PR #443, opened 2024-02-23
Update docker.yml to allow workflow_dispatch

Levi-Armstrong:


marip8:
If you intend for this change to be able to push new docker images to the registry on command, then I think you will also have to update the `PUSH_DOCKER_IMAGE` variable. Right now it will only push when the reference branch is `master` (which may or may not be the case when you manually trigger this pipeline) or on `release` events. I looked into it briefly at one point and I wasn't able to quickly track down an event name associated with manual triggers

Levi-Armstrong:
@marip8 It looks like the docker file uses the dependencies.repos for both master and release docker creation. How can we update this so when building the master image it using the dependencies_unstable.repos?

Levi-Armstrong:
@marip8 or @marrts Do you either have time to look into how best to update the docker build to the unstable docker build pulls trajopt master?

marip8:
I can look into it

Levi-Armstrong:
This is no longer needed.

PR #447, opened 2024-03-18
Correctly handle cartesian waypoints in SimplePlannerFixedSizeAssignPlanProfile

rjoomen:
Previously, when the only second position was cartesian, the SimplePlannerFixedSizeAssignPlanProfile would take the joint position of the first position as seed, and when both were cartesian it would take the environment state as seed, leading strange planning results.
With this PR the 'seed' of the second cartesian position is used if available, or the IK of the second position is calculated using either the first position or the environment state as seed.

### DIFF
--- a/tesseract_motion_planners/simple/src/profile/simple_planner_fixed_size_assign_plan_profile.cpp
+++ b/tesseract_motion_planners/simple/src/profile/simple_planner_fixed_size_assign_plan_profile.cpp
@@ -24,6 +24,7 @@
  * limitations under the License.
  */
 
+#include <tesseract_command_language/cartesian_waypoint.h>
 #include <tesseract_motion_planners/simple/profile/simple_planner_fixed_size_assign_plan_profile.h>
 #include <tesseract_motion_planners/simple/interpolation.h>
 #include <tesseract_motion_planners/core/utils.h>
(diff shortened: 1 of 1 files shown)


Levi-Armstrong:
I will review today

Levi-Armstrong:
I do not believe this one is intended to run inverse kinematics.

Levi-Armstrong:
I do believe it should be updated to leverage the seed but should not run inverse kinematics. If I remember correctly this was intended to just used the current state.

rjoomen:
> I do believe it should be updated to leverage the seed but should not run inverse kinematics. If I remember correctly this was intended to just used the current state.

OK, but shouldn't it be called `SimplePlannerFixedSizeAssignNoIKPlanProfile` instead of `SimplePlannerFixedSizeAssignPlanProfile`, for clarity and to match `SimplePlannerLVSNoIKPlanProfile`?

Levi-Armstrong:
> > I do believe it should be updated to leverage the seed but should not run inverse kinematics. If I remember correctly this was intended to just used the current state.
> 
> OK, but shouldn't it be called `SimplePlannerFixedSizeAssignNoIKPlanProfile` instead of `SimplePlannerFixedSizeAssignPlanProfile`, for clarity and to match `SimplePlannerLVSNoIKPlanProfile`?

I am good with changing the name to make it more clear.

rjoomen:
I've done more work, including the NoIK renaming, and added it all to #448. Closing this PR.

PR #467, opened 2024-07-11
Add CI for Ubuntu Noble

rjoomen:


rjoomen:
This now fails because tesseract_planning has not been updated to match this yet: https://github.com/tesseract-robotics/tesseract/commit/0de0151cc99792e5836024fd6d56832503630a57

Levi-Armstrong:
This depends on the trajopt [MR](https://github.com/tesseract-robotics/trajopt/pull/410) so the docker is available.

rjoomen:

**TASK STATEMENT:** Report each line of the entries where the word "SimplePlannerLVSNoIKPlanProfile" occurs.

**TASK RESULT:**
OK, but shouldn't it be called `SimplePlannerFixedSizeAssignNoIKPlanProfile` instead of `SimplePlannerFixedSizeAssignPlanProfile`, for clarity and to match `SimplePlannerLVSNoIKPlanProfile`?
> OK, but shouldn't it be called `SimplePlannerFixedSizeAssignNoIKPlanProfile` instead of `SimplePlannerFixedSizeAssignPlanProfile`, for clarity and to match `SimplePlannerLVSNoIKPlanProfile`?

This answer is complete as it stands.